Gas exchange rates across the sediment-water and air-water interfaces in south San Francisco Bay
Article first published online: 20 SEP 2012
Copyright 1984 by the American Geophysical Union.
Journal of Geophysical Research: Oceans (1978–2012)
Volume 89, Issue C3, pages 3593–3603, 20 May 1984
How to Cite
1984), Gas exchange rates across the sediment-water and air-water interfaces in south San Francisco Bay, J. Geophys. Res., 89(C3), 3593–3603, doi:10.1029/JC089iC03p03593., and (
- Issue published online: 20 SEP 2012
- Article first published online: 20 SEP 2012
- Manuscript Accepted: 30 NOV 1983
- Manuscript Received: 28 SEP 1982
Radon 222 concentrations in the water and sedimentary columns and radon exchange rates across the sediment-water and air-water interfaces have been measured in a section of south San Francisco Bay.
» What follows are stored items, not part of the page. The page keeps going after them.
PR #337, opened 2023-09-01
Max Retries

gfmio:
This PR adds a `maxRetries` option that limits the amount of times a request will be attempted before the request is dropped. When set to the default value of -1, batches will be retried indefinitely which matches the current behaviour.

This provides a simple means to drop failed messages after a configurable number of attempts when such behaviour is desired, which is currently not very easy to implement.

This also addresses an issue with Flink Statefun where a pipeline will get stuck if a remote function fails deterministically and the issue cannot be caught inside the handler. Normally, such issues can and should be caught inside the handler code, but this is not possible if the server deterministically crashes, e.g. with `log.Fatalw` in golang. Setting a maxRetries limit prevents such behaviour from blocking pipelines indefinitely.

### DIFF
--- a/statefun-e2e-tests/statefun-smoke-e2e-golang/src/test/resources/remote-module/module.yaml
+++ b/statefun-e2e-tests/statefun-smoke-e2e-golang/src/test/resources/remote-module/module.yaml
@@ -18,3 +18,4 @@ spec:
   functions: statefun.smoke.e2e/command-interpreter-fn
   urlPathTemplate: https://remote-function-host
   maxNumBatchRequests: 10000
+  maxRetries: 5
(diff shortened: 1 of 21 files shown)


davidradl:
Is there a Jira associated with this PR? The reason I ask, is that it would be useful to understand the impact of setting a max-retry and it failing in terms of the state of the system and recovery.  I suspect this would be worthy of explaining and getting feedback in a Jira.

gaoyibin0001:
There is already a issue here. 
https://issues.apache.org/jira/browse/FLINK-26424?jql=project%20%3D%20FLINK%20AND%20text%20~%20%22statefun%22

Seems this project  is no longer maintained.

PR #339, opened 2023-09-12
[FLINK-33075 ] Update outdated NOTICE files for Statefun

MartijnVisser:
This PR does 3 things:

1. Updated the copyright year
2. Sorts the existing entries in the NOTICE files
3. Updates the NOTICE files to match the actually bundled dependencies. This means that some entries are removed, because they are actually excluded, some version numbers were updated and some entries were added because they were missing in the NOTICE file, yet they were bundled.


dannycranmer (changes requested):

dannycranmer (approved):
LGTM, thanks

Issue #273, opened 2024-09-14
Set default terminal to alacritty


stevenhuyn:
Is useful when using the file explorer and right click contexts of `open terminal here` Also will update `Ctrl + Alt + T` behaviour.

I had to run `sudo update-alternatives --config x-terminal-emulator` to update the default terminal.

Kasui92:
> We already have hotkeys for alacritty, so I'm not sure overwriting the default here is necessary. And I've found that it's actually nice to have a way to use the system terminal in case there are any issues with alacritty.

[#129](https://github.com/basecamp/omakub/pull/129#issuecomment-2254174681)

dhh:
I would actually reconsider #129 if we could make it work with the "Open in Terminal" from the Gnome finder. But the patch there doesn't do that. It only changes `Ctrl + Alt + T`.

iajrz:
After a bit of digging, nautilus seems to have predetermined terminal emulators it's happy to call. I got to [this apparent location](https://gitlab.gnome.org/GNOME/glib/-/blob/main/gio/gdesktopappinfo.c#L2701) of the list via [this stack overflow answer](https://askubuntu.com/questions/76712/setting-nautilus-open-terminal-to-launch-terminator-rather-than-gnome-terminal) which is now pointing at the wrong line in the file -- expected, as it's pointing at main, not at a specific commit. 

In any case, the workaround detailed in the linked StackOverflow answer did not work for me, and neither did a few other alternatives I tried.

There might be something that can be done if [this SO answer](https://askubuntu.com/questions/21953/how-do-i-customize-the-context-menu-in-nautilus/889974#889974) and [this SO answer](https://askubuntu.com/questions/827838/can-i-remove-the-open-in-terminal-menu-item-from-nautilus) work.

dhh:
Fixed via #395.

PR #392, opened 2025-02-11
Make Alacritty the default terminal emulator

iajrz:
This makes it work with the "Ctrl + Alt + T" command, as well as any other time a generic terminal emulator is invoked.


iajrz:
This would address #273 in an amiable way.

iajrz:
Noticed it doesn't work with finder's "Open In Terminal" as noted in 273; withdrawing.

PR #395, opened 2025-02-14
Better Alacritty Integration

iajrz:
- Set alacritty as the preferred x terminal emulator, so that e.g. Ctrl+Alt+T opens Alacritty
- Install the nautilus-python extension and a script that results in  adding an "Open Alacritty" option to the Nautilus File Manager context menu

This PR addresses #273 in a thorough manner.

The only change left to be truly opinionated about the terminal would be to find a surgical way to remove the gnome-terminal integration with nautilus which creates its contextual menu option or uninstall it outright.

An additional consideration is to run `nautilus -q` after the extension is installed: the extension does not go live until the file manager is restarted.


dhh:
Don't think we need `nautilus -q` since we're rebooting after the initial setup anyway.

Would be nice to follow this up with a migration that adds it to existing installations. There you might need to reboot!

PR #396, opened 2025-02-17
feat: add ghostty

ofrades:
not sure what people think but here are some changes (two issues pending) to replace alacritty with ghostty #357
credits to @brsc2909 https://github.com/brsc2909/omakub-fedora
- [ ] reload the terminal when changing themes or fonts
- [ ] fix config-file issue
image


dhh:
Not interested in taking on this weight for another terminal. Omakub is built around Alacritty, and I remain happy with that choice.

I'd be OK with Ghostty getting added as an optional install alternative, though. But don't want to carry all the customization integration.

PR #398, opened 2025-02-22
Add umask to bashrc

Roman-Weisman:
Changing to 755, 644 permissions for directories and files respectively.


dhh:
Prefer to stick with the Ubuntu default.

PR #401, opened 2025-02-23
feat: install gum manually with out using apt

billybonks:
The main benefit of using apt is that you can upgrade etc, but because we are manually fetching the package and pushing it into the install feature, you cant have apt do the upgrades later anyway.

I guess one reason to keep it the way that it is, is if it handles variations in CPU architectures as this package is an x86 binary.

The reason for this change is i am making a fork for fedora and the would like to keep as much of the code the same were possible

### DIFF
--- a/install/terminal/required/app-gum.sh
+++ b/install/terminal/required/app-gum.sh
@@ -1,7 +1,8 @@
 # Gum is used for the Omakub commands for tailoring Omakub after the initial install
 cd /tmp
 GUM_VERSION="0.14.3" # Use known good version
-wget -qO gum.deb "https://github.com/charmbracelet/gum/releases/download/v${GUM_VERSION}/gum_${GUM_VERSION}_amd64.deb"
-sudo apt-get install -y ./gum.deb
-rm gum.deb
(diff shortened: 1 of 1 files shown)


billybonks:
alternatively would be to do the install through apt completely

```
sudo mkdir -p /etc/apt/keyrings
curl -fsSL https://repo.charm.sh/apt/gpg.key | sudo gpg --dearmor -o /etc/apt/keyrings/charm.gpg
echo "deb [signed-by=/etc/apt/keyrings/charm.gpg] https://repo.charm.sh/apt/ * *" | sudo tee /etc/apt/sources.list.d/charm.list
sudo apt update && sudo apt install gum
```

dhh:
I don't think there's a win here switching away from using apt on the explicit package downloaded, and I'm not keen to keep expanding the sources list, since it'll break apt update whenever any of them have an issue. Also, gum is mainly just intended for the installer script itself. So appreciate this, but going to skip.

billybonks:
@dhh that reasoning makes sense but in light of your thoughts

>  Also, gum is mainly just intended for the installer script itself.

thoughts on deleting gum when the installation is complete then we do not leave random packages in the computer that are not expected to be used for anything?

PR #402, opened 2025-03-02
fix: curl unzip are used in desktop as well

billybonks:
currently the curl and unzip packages are installed in terminal.sh, but they are used in desktop installers as well, so i combined them with the git as a dependency of the entire script. 
I noticed that we did `sudo apt upgrade -y` in terminal.sh, so moved that as well

image
image

Turns out that unzip is only used in desktop but installed in terminal.sh, if i searched correctly :)


dhh:
Terminal will always be installed, even on desktop. Only reason they're separated is such that a terminal installation doesn't require a desktop part too.

PR #419, opened 2025-03-26
Add full Fedora support for omakub

hangodek:
Tested on both Ubuntu and Fedora distro through VMWare, and both of them work flawlessly


dhh:
Appreciate the work, but I don't want to commit to Fedora support in Omakub, as it would be a maintenance burden going forward. You're free to create a fork of Omakub for Fedora, though!

Josh-Voyles:
@hangodek You're welcome to help me work on my fork. I'm building a Fedora only version to my spec.

PR #421, opened 2025-03-28
Prevent Alacritty from closing on Zellij session detach

### LINKED ISSUE #420: Alacritty closes on Zellij detach
When Alacritty is configured to launch Zellij directly as its shell, the Alacritty window closes once you detach from Zellij. This prevents re-attaching to existing sessions.

Alacritty config file: https://github.com/basecamp/omakub/blob/master/defaults/alacritty.toml

Current config snippet:
```
[shell]
program = "zellij"
```

Problem:
Because Alacritty’s "shell" process exits as soon as Zellij exits, Alacritty closes entirely. This makes it impossible to detach and then re-attach to older Zellij sessions.

Propose config snippet:
```
[shell]
program = "/bin/bash"
args = ["-c", "zellij; exec bash"]
```

Explanation:
- We launch a real shell first (bash here, but any shell works).
- That shell immediately starts Zellij.
- When Zellij exits or is detached, it falls back to Bash instead of closing Alacritty.
- This allows attaching to different Zellij sessions without losing the Alacritty window.

Clay26:
Closes #420 

This tweak still launches Zellij automatically in Alacritty, but it won’t auto-close if you detach. Instead Zellij is launched through bash, so when you detach, you drop back into the shell instead of losing the whole terminal. Now after you restart your computer, you can re-attach to your previous Zellij session.

### DIFF
--- a/defaults/alacritty.toml
+++ b/defaults/alacritty.toml
@@ -2,7 +2,8 @@
 TERM = "xterm-256color"
 
 [shell]
-program = "zellij"
+program = "/bin/bash"
+args = ["-c", "zellij; exec bash"]
 
 [window]
 padding.x = 16


dhh:
I don't think this is necessary? You can do `ctrl o w` to open the session manager in Zellij. From there you can attach to any previous session?

Clay26:
TIL, I didn't realize there was a built in session manager UI. I'll close the PR and the issue. Thanks!

PR #431, opened 2025-04-12
A Port to Fedora 41

renatovico:
This is not a complete fork and need some more love in desktop optional and theme, but the terminal apps already working.

What a learn, the major difference it's the package name and some already is in default for fedora.

Another major difference it's in fzf package, need provide a default keybind.

My idea it's transform to support the both system, but for now the pr it's only reference for another people interesting in fedora too


dhh:
Great to see this! But I don't want to take on the burden of maintaining compatibility for two separate distributions. Feel free to fork this into something you maintain for Fedora, though!

PR #432, opened 2025-04-13
Allow enabling the LazyVIM extras module when installing languages

tonysm:
### Changed

- Another attempt at dynamically enabling the extra modules per-language when installing (see https://github.com/basecamp/omakub/pull/269). This will create the `lazyvim.json` when it doesn't exist and add the language modules (if confirmed).
- It also removes the extra modules when uninstalling the languages

---

This needs https://github.com/LazyVim/LazyVim/pull/5941 to be merged and tagged in LazyVIM. The migration script is currently messing up the modules when it starts for the first time.

### DIFF
--- a/install/terminal/select-dev-language.sh
+++ b/install/terminal/select-dev-language.sh
@@ -6,6 +6,27 @@ else
   languages=$(gum choose "${AVAILABLE_LANGUAGES[@]}" --no-limit --height 10 --header "Select programming languages")
 fi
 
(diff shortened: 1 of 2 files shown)


Kasui92:
UGH! I was hoping for this PR.

tonysm:
@Kasui92 I figured it's just as easy to enable the extras via LazyVim's extras UI... not sure.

Two independent methods have been used to determine sediment-water exchange rates, and the annual averages of these methods agree within the uncertainty of the determinations, about 20%. The annual average of benthic fluxes from shoal areas is nearly a factor of 2 greater than fluxes from the channel areas. Fluxes from the shoal and channel areas exceed those expected from simple molecular diffusion by factors of 4 and 2, respectively, apparently due to macrofaunal irrigation. Values of the gas transfer coefficient for radon exchange across the air-water interface were determined by constructing a radon mass balance for the water column and by direct measurement using floating chambers. The chamber method appears to yield results which are too high. Transfer coefficients computed using the mass balance method range from 0.4 m/day to 1.8 m/day, with a 6-year average of 1.0 m/day. Gas exchange is linearly dependent upon wind speed over a wind speed range of 3.2–6.4 m/s, but shows no dependence upon current velocity. Gas transfer coefficients predicted from an empirical relationship between gas exchange rates and wind speed observed in lakes and the oceans are within 30% of the coefficients determined from the radon mass balance and are considerably more accurate than coefficients predicted from theoretical gas exchange models.